- [TASK INPUT]:
Issue #7068, opened 2024-06-17
Allow user to define the scope of a trace


SzymonPobiega:
#### Describe the requested feature

By default NServiceBus creates parent-child relationships between spans of each subsequent message in the conversation. When these conversations become too long, it may create problems on the tooling side of things.

To deal with that problem a new API is needed to opt-out of the parent-child relationship and only create a span-link.
        
#### Describe alternatives you've considered

An alternative would be to always rely on links and never create parent-child relationship. This alternative has been discarded because the available tools offer poor support for linked spans.

lailabougria:
Done as part of https://github.com/Particular/NServiceBus/pull/7079, will be released as part of NServiceBus 9.1

PR #7079, opened 2024-06-20
Provide an API allowing users to control the start of a new trace when receiving a message

lailabougria:
_addresses https://github.com/Particular/NServiceBus/issues/7068_

The default behavior is as follows:
1. When sending a message, the receive operation will be created as follows:
  - the send operation, creates a span (span A)
  - if the broker client SDK creates a span (span B), the NServiceBus receive span (span C) will be created as a child span to span B. The NServiceBus receive span (span C), will link to the original send span (span A).
  - if the broker client SDK doesn't create a span (there's no span B), a receive span (span C) will be created by NServiceBus as a child to the send operation (span A)
2. When publishing a message, the receive operation will be created as follows:
  - the publish operation, creates a span (span A)
  - if the broker client SDK creates a span (span B), the receive operation (span C) will be created as a child span to span B. Span C will be linked to the publish span (span A).
  - if the broker client SDK doesn't create a span (there's no span B), a new trace will be started, linking the new span (span C) to the publish span (span A).

So in short, if no telemetry is enabled on the broker client SDK, each receive of a send operation is created as a child span, and each receive of a publish operation results in a new trace that is linked to the original publish span.

This PR also introduces 2 API's to deviate from the default behavior:
- One that allows you to create a new trace when receiving a send operation (through SendOptions.StartNewTraceOnReceive()), therefore not creating a child span, but linking to the send span instead.
- One that allows you to create a child span when receiving a publish operation (through PublishOptions.ContinueTraceOnReceive()), therefore not creating a new trace, but rather creating a child span instead.


SzymonPobiega (changes requested):
One minor thing

src/NServiceBus.Core/PublishOptions.cs
```diff
@@ -10,4 +10,11 @@ namespace NServiceBus;
 /// </remarks>
 public class PublishOptions : ExtendableOptions
 {
+    /// <summary>
+    /// Constructs a PublishOptions class, always setting the <see cref="Headers.StartNewTrace"/> header to <c>true</c>.
+    /// </summary>
+    public PublishOptions()
+    {
+        this.SetHeader(Headers.StartNewTrace, bool.TrueString);
+    }
```
lailabougria, line 19:
```suggestion
```

SzymonPobiega (approved):

PR #7081, opened 2024-06-21
AssemblyScanner doesn't scan message assemblies that reference Message Interfaces

danielmarbach:
The idea of message interfaces was to provide a stable package that message assemblies can reference without having to reference NServiceBus.Core. Unfortunately, the assembly scanner has not be changed to include the assemblies that reference the interface package which means effectively message assemblies that reference it will be treated as unobtrusive messages. 

This has implications because it means the types have to be always loaded at runtime and any code that previously relied on messages that are marked as "NServiceBus messages" are no longer discovered during scanning and therefore not added to the message metadata registry (*), which makes it difficult to discover all message types even though effectively, you are using a well known and defined marker interface.

So switching from referencing Core to message interfaces effectively is a behavior change that also has other consequences that the customer is not aware of. 

The plan is to backport these changes to 8.2.x once it went through a review

(*) The direct handled type is though because we inspect the generic type of the handler, but we already do this with unobtrusive messages too.


danielmarbach:
Including @kentdr and @bording in the review since you have been involved in introducing that interface package

src/NServiceBus.Core/Hosting/Helpers/AssemblyScanner.cs
```diff
@@ -53,6 +53,8 @@ internal AssemblyScanner(Assembly assemblyToScan)
 
     internal string CoreAssemblyName { get; set; } = NServiceBusCoreAssemblyName;
```
danielmarbach, line 54: I kept this around because someone might use this via reflection. To keep things consistent, I added another internal property for now.

danielmarbach:
See an extended idea to this PR https://github.com/Particular/NServiceBus/pull/7085

mikeminutillo (approved):

PhilBastian (approved):

src/NServiceBus.Core.Tests/AssemblyScanner/When_using_type_forwarding.cs
```diff
@@ -0,0 +1,44 @@
...
+    [Test]
+    public void Should_scan_assemblies_indicated_by_the_forwarding_metadata()
+    {
+        using var fs = File.OpenRead(typeof(AssemblyScanner).Assembly.Location);
+        using var peReader = new PEReader(fs);
+        var metadataReader = peReader.GetMetadataReader();
+
+        // Exported types only contains a small subset of types, so it's safe to enumerate all of them
+        var assemblyNamesOfForwardedTypes = metadataReader.ExportedTypes
+            .Select(exportedTypeHandle => metadataReader.GetExportedType(exportedTypeHandle)).Where(exportedType => exportedType.IsForwarder)
```
PhilBastian, line 27:
```suggestion
            .Select(exportedTypeHandle => metadataReader.GetExportedType(exportedTypeHandle))
            .Where(exportedType => exportedType.IsForwarder)
```

src/NServiceBus.Core/Hosting/Helpers/AssemblyScanner.cs
```diff
@@ -387,12 +390,22 @@ bool ShouldScanDependencies(Assembly assembly)
         return !IsExcluded(assemblyName.Name);
     }
 
+    // We are deliberately checking here against the MessageInterfaces assembly name because
+    // we the command, event and message interfaces have been moved there by using type forwarding.
```
bording, line 394:
```suggestion
    // the command, event, and message interfaces have been moved there by using type forwarding.
```

src/NServiceBus.Core/Hosting/Helpers/AssemblyScanner.cs
```diff
@@ -387,12 +390,22 @@ bool ShouldScanDependencies(Assembly assembly)
...
+    // While it would be possible to read the type forwarding information from the assembly that imposes
```
bording, line 395:
```suggestion
    // While it would be possible to read the type forwarding information from the assembly, that imposes
```

src/NServiceBus.Core/Hosting/Helpers/AssemblyScanner.cs
```diff
@@ -387,12 +390,22 @@ bool ShouldScanDependencies(Assembly assembly)
...
+    // some performance overhead, and we don't expect that the assembly name will change nor that we will add many
+    // more type forwarding cases. Should that be the case we might want to revisit the idea of reading the metadata
+    // information from the assembly.
+    [MethodImpl(MethodImplOptions.AggressiveInlining)]
+    bool IsCoreOrMessageInterfaceAssembly(AssemblyName assemblyName) => assemblyName.Name == CoreAssemblyName || assemblyName.Name == MessageInterfacesAssemblyName;
```
bording, line 400: This should probably be an Ordinal comparison:
```suggestion
bool IsCoreOrMessageInterfaceAssembly(AssemblyName assemblyName) => string.Equals(assemblyName.Name, CoreAssemblyName, StringComparison.Ordinal) || string.Equals(assemblyName.Name, MessageInterfacesAssemblyName, StringComparison.Ordinal);
```

danielmarbach: I was hesitant to switch the comparison type, so I took the same comparison type as that was already in. string.Equals should probably be faster and safer here right?

bording: > string.Equals should probably be faster and safer here right?

I believe so, yes.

- [DIRECTIONS FOR THIS TASK]: From the first line of the data above through the line containing "By default NServiceBus", set each line down again exactly; include both ends and omit everything else.

- [EXERCISE ANSWER]:
Issue #7068, opened 2024-06-17
Allow user to define the scope of a trace


SzymonPobiega:
#### Describe the requested feature

By default NServiceBus creates parent-child relationships between spans of each subsequent message in the conversation. When these conversations become too long, it may create problems on the tooling side of things.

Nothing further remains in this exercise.